Stored data entries
-=-=-=-=-
PR #1480, opened 2020-08-03
Increase slop to 4 on `address_parts.street` field

stevelacy:
This is a pr for setting slop to 4.

https://github.com/pelias/pelias/issues/880#issuecomment-668149299


orangejulius:
Thanks for the quick PR turnaround :)

We'll try to run this through all our extra address tests quickly just to make sure it doesn't break anything unexpected.

orangejulius:
There were no differences at all in our test suites, so I'm pretty sure this is good to go :)

Thanks again for the PR

PR #1483, opened 2020-08-10
Update Pelias Parser to 1.56.1

orangejulius:


orangejulius:
I did some testing of this upgrade, just to stay on top of parser changes. There are actually some minor _regressions_ in address parsing, I suspect due to https://github.com/pelias/parser/pull/115? More investigation is needed. It might not matter as much after work like https://github.com/pelias/api/pull/1484

missinglink (approved):
Diff looks good to me.

Only concern against merging are the reported address regressions.
Do we have one or two examples of these?

orangejulius:
I just rebased this to keep it up to date with other PRs that have been merged. The only really notable regression is regarding an address with the `square` road type. It looks like a few characters in between `sq` and `square` are now failing.

Joxit (approved):
LGTM

orangejulius:
Replaced by #1565

PR #1485, opened 2020-08-18
Use match_all for focus point queries

orangejulius:
We handle the `focus.point` parameter by using the [function_score](https://www.elastic.co/guide/en/elasticsearch/reference/current/query-dsl-function-score-query.html) Elasticsearch query. `function_score` requires a function, and a query.

For historical reasons, we use a `match_phrase` query based on some of the input text for this query. However, there's really no reason to do so, we want the function score for distance from the focus point to apply to _all_ results, not just the subset of results that match the `match_phrase` query.

Usually, the subset of results that has the focus point scoring applied is almost 100% of all results, but not always, which can be very confusing.

### DIFF
--- a/query/autocomplete.js
+++ b/query/autocomplete.js
@@ -48,7 +48,7 @@ query.score( views.admin_multi_match_first( adminFields ), 'must');
 query.score( views.admin_multi_match_last( adminFields ), 'must');
 
 // scoring boost
-query.score( peliasQuery.view.focus( views.ngrams_strict ) );
+query.score( peliasQuery.view.focus( peliasQuery.view.leaf.match_all ) );
 query.score( peliasQuery.view.popularity( peliasQuery.view.leaf.match_all ) );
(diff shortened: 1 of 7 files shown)


Joxit (approved):
:+1:

orangejulius:
Worth noting we already started using `match_all` quite a while ago for the other `function_score` query components (population and popularity) in https://github.com/pelias/api/pull/1356

orangejulius:
Okay, because it's pretty easy for now, I ran this through our full test suite just because I wanted to make sure we weren't missing anything.

There are in fact some extremely small changes from this PR:
Screenshot_2020-08-19_16-15-44

In both cases, a nearby result is now boosted higher than the "expected" result.

Thinking about it more, the logic before this PR was essentially "if a result is not a very good text match (all tokens in the input text present), don't give it a scoring boost for being close to the focus point".

There actually could be some validity to that sort of approach. But the way we were doing it is not the way, we would want to apply a lot more nuance and control. So this PR is good to go :)

PR #171, opened 2026-09-07
Fix #113: replace linear module scan with hash-based lookup

### LINKED ISSUE #113: [perf] Module lookup is a linear scan with per-file path normalization: O(F x M) normalizations on large PRs
## Problem

`ModuleMapper`'s inner loop computes the relative path of every project (File-to-Path conversion, two `toAbsolutePath().normalize()` calls, a `relativize`, a `toString`) for every changed file; the sort comparator calls it another O(M log M) times. Because the project list is ordered longest-path-first, a file in a shallow module scans past every deeper module. At F=5000 changed files and M=500 modules that is up to 2.5M normalizations, each allocating several objects. Likely the largest pure-CPU item on a large-PR run.

The same `relativePath` computation is repeated in several `removeIf` predicates in the participant, and reactor-root normalization sits inside loops in three files.

## Proposal

- Precompute the relative path per project once, build a map keyed by module directory, then for each changed file walk its parent directories from deepest to root doing hash lookups: O(M) setup plus O(F x depth).
- Hoist reactor-root normalization out of all loops.
- The length-descending sort is a non-obvious proxy for nesting depth; sort by name count or document the invariant.

gnodet:
## Summary

Fixes #113: Module lookup was a linear scan with per-file path normalization, causing O(F × M) normalizations on large PRs.

### ModuleMapper (core fix)
- **Before:** For each changed file, linear scan through all projects computing `getRelativePath()` (two `toAbsolutePath().normalize()` calls, a `relativize`, a `toString`). Sort comparator added O(M log M) more normalization calls. At F=5000 files × M=500 modules = 2.5M normalizations.
- **After:** Precompute relative paths once per project, build a `HashMap<String, MavenProject>` keyed by module directory. For each changed file, walk parent directories doing O(1) hash lookups. **Complexity: O(M) setup + O(F × depth) lookups** — typically depth ≤ 5, making this effectively O(F).

### ScalpelLifecycleParticipant (hoist normalization)
- Hoist `reactorRoot.toAbsolutePath().normalize()` into a single `normalizedRoot` computed once at the top of `afterProjectsRead`, replacing per-iteration normalization across:
  - POM path collection loop
  - `writeReport`, `matchesIncludePaths`, `writeImpactedLog`, `applySkipTests`, `moduleKey` lambda
  - `relativePath()` method now expects a pre-normalized root

### PomChangeAnalyzer (hoist normalization)
- Same pattern: normalize `reactorRoot` once in `analyzeChanges()`, store as `normalizedRoot` in the `AnalysisContext`
- Eliminated per-call normalization in `analyzeParentPomChange` and `hasEffectiveChanges`

### Tests
- Nested module depth resolution (grandchild gets deepest match)
- Intermediate module mapping (parent module, not child)
- Performance: 200 modules × 2000 files completes in <1s
- Non-module directory fallback to root project
- `explain=false` suppresses triggering file collection
- `getRelativePath` with pre-normalized root

### DIFF
--- a/extension3/src/main/java/eu/maveniverse/maven/scalpel/extension3/internal/ModuleMapper.java
+++ b/extension3/src/main/java/eu/maveniverse/maven/scalpel/extension3/internal/ModuleMapper.java
@@ -75,6 +75,7 @@ class ModuleMapper {
         // instead of a linear scan: O(M) setup + O(F × depth) lookups.
         Path rootDir = reactorRoot.toAbsolutePath().normalize();
         Map<String, MavenProject> moduleByDir = new HashMap<>();
+        Map<MavenProject, String> pathByProject = new HashMap<>();
         MavenProject rootProject = null;
         for (MavenProject project : projects) {
             String projectPath = getRelativePath(project, rootDir);
@@ -82,13 +83,14 @@ class ModuleMapper {
                 rootProject = project;
             } else {
                 moduleByDir.put(projectPath, project);
+                pathByProject.put(project, projectPath);
             }
         }
 
         for (String changedFile : changedFiles) {
             MavenProject matched = findOwningModule(changedFile, moduleByDir, rootProject);
             if (matched != null) {
-                String projectPath = matched == rootProject ? "" : getRelativePath(matched, rootDir);
+                String projectPath = matched == rootProject ? "" : pathByProject.get(matched);
                 boolean isTest = isTestPath(changedFile, projectPath);
                 Boolean existing = hasMainChange.get(matched);
                 if (existing == null) {
--- a/extension3/src/main/java/eu/maveniverse/maven/scalpel/extension3/internal/ModuleMapper.java
+++ b/extension3/src/main/java/eu/maveniverse/maven/scalpel/extension3/internal/ModuleMapper.java
@@ -8,8 +8,7 @@
 package eu.maveniverse.maven.scalpel.extension3.internal;
 
 import java.nio.file.Path;
-import java.util.ArrayList;
-import java.util.Comparator;
+import java.util.HashMap;
 import java.util.LinkedHashMap;
 import java.util.LinkedHashSet;
 import java.util.List;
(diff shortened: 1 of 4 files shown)


extension3/src/main/java/eu/maveniverse/maven/scalpel/extension3/internal/ModuleMapper.java
```diff
@@ -70,29 +69,37 @@ public Result mapToProjectsClassified(
...
-                    }
-                    if (explain) {
-                        triggeringFiles
-                                .computeIfAbsent(project, k -> new LinkedHashSet<>())
-                                .add(changedFile);
-                    }
-                    break;
+            MavenProject matched = findOwningModule(changedFile, moduleByDir, rootProject);
+            if (matched != null) {
+                String projectPath = matched == rootProject ? "" : getRelativePath(matched, rootDir);
```
gnodet: 🔴 **Performance gap in the hot loop:** `getRelativePath(matched, rootDir)` is called once per matched file, doing `project.getBasedir().toPath().toAbsolutePath().normalize()` plus a `relativize()` every time. The setup phase already computed this string as the key to build `moduleByDir` — but that map stores only the project, not the path. For F=2000 files with M=200 modules this adds 2000 extra normalization calls, partially undermining the O(M) setup goal.

Keep a `Map<MavenProject, String> pathByProject` built alongside `moduleByDir` during setup and look up the path there instead:

```suggestion
                String projectPath = matched == rootProject ? "" : pathByProject.get(matched);
```

And in the setup loop:
```java
Map<String, MavenProject> moduleByDir = new HashMap<>();
Map<MavenProject, String> pathByProject = new HashMap<>();
...
    if (projectPath.isEmpty()) {
        rootProject = project;
    } else {
        moduleByDir.put(projectPath, project);
        pathByProject.put(project, projectPath);
    }
```
This makes the per-file lookup fully O(1) with no additional filesystem ops.

gnodet (commented):
Solid performance fix. The algorithm is correct, complexity analysis checks out, and the test coverage is good. One efficiency gap in the hot loop worth addressing.

extension3/src/main/java/eu/maveniverse/maven/scalpel/extension3/internal/ModuleMapper.java
gnodet: Fixed in 2f1c593.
-=-=-=-=-
> _Task description_:
In the entries above, how many lines hold the word "depth"? State the number only.

> _Task answer_:
5